Şimdi ise Bakara ve Âl-i İmrân sûrelerinde yeri geldikçe kısa kısa
temas edilen rabbânî terbiye gereği insanın yaratılışı ve kardeşliğinden başlayarak
toplumun oluşumu ve sağlam ağlarla birbirine bağlanmasının bir rüknü olan aile
hayatıyla ilgili hukuk ve vazifelerin açıklanması ve dinî terbiyenin
tamamlanması bağlamında Nisâ sûresi başlayacaktır: |
|
Nisâ / 43 |
Hicretin
başlarında, henüz içki haram kılınmadan önce “Rasûlüm! Sana içki ve kumarın
hükmünü soruyorlar. Şöyle de: «Onlarda büyük bir günah ve zarar, bununla
birlikte insanlar için birtakım faydalar da vardır; fakat günah ve zararları
faydalarından daha büyüktür»” (Bakara 2/219) meâlindeki âyet nâzil olunca,
sahâbeden bazıları “Biz onu zararı ve kötülüğü için değil, faydalarından dolayı
içiyoruz” diyerek içmeye devam ettiler. Bundan üç yıl sonra bir gün,
Abdurrahman b. Avf bir yemek hazırlamış, arkadaşlarını da davet etmişti.

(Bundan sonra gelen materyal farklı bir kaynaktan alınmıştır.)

PR #2573, opened 2020-09-29
Fix typos in readme

yayuyokitano:
Dunno if this is the correct way to submit this but here goes
Adds a space and removes an s from one of the links in readme.
The s may not be a typo but it is the more common way to write it anyway
Space is definitely a typo.


inverse (approved):
Thanks :)

Issue #2563, opened 2020-09-22
Laut.fm connector


Seryc:
[Laut.fm](https://laut.fm/) is a web portal for creating radio programs and is offered by Laut AG, which also operates the online music magazine laut.de. It was founded on June 10, 2005 as an online radio. Internet users can use it to create their own radio program. 
Please add a connector for scrobbling. Many thanks!

PR #2577, opened 2020-10-01
Add support for Laut.fm

clasick:
Added support for Laut.fm as requested by @Seryc in  #2563

### DIFF
--- a/src/connectors/laut.fm.js
+++ b/src/connectors/laut.fm.js
@@ -7,3 +7,11 @@ Connector.artistSelector = '.player-display__meta .player-display__meta--artist'
 Connector.trackSelector = '.player-display__meta .player-display__meta--title';
 
 Connector.isPlaying = () => $('.fm-player__btn').hasClass('playbutton--playing');
+
+function removeEnclosingQuotes(track) {
+	return track.trim().slice(1, -1);
+}
+
+const filter = new MetadataFilter({ track: removeEnclosingQuotes });
+
+Connector.applyFilter(filter);
--- a/src/connectors/laut.fm.js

Yediler, içki içtiler, sarhoş oldular. Akşam namazı vakti girince aralarından
biri imam oldu, namaza durdular. İmam, namazda Kâfirûn suresindeki “Bundan
böyle ben sizin taptıklarınıza asla tapacak değilim. Siz de benim taptığıma
tapacak değilsiniz” (Kâfirûn 109/4-5) âyetlerini “Ben sizin
taptıklarınıza kulluk ederim, siz de benim kulluk ettiğime taparsınız”

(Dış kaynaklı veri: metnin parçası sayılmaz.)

Issue #2506, opened 2020-08-03
Scrobble https://relax-fm.ru/


pedrojvaz:
**Provide information about website**
https://relax-fm.ru/

Relax FM is a radio station out of Moscow, Russia, that features instrumental, English, and foreign music curated to relax you.  

**Additional context**
No registration needed

inverse:
Is this even possible? When I visit and click play I see no meta data for us to scrape?

alexesprit:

şeklinde yanlış okudu. Bunun üzerine bu âyet nâzil oldu. (Ebû Dâvûd, Eşribe 1;
Tirmizî, Tefsir 4/12) müslümanlardan şarap içmeye devam edenler, bu âyetin
nüzûlünden sonra ancak sabah ve yatsı namazlarından sonra içmeye başladılar.
Çünkü bu namazlardan sonra içtikleri zaman bir sonraki namaz vaktine kadar
sarhoşluktan ayılmaya vakit bulabiliyorlardı. Bu
âyet içkinin tedrîcen haram kılınışında, yukarıda zikri geçen Bakara sûresi
219. âyettten sonra ikinci adım olup, içki kesin bir ifadeyle Mâide sûresi 90.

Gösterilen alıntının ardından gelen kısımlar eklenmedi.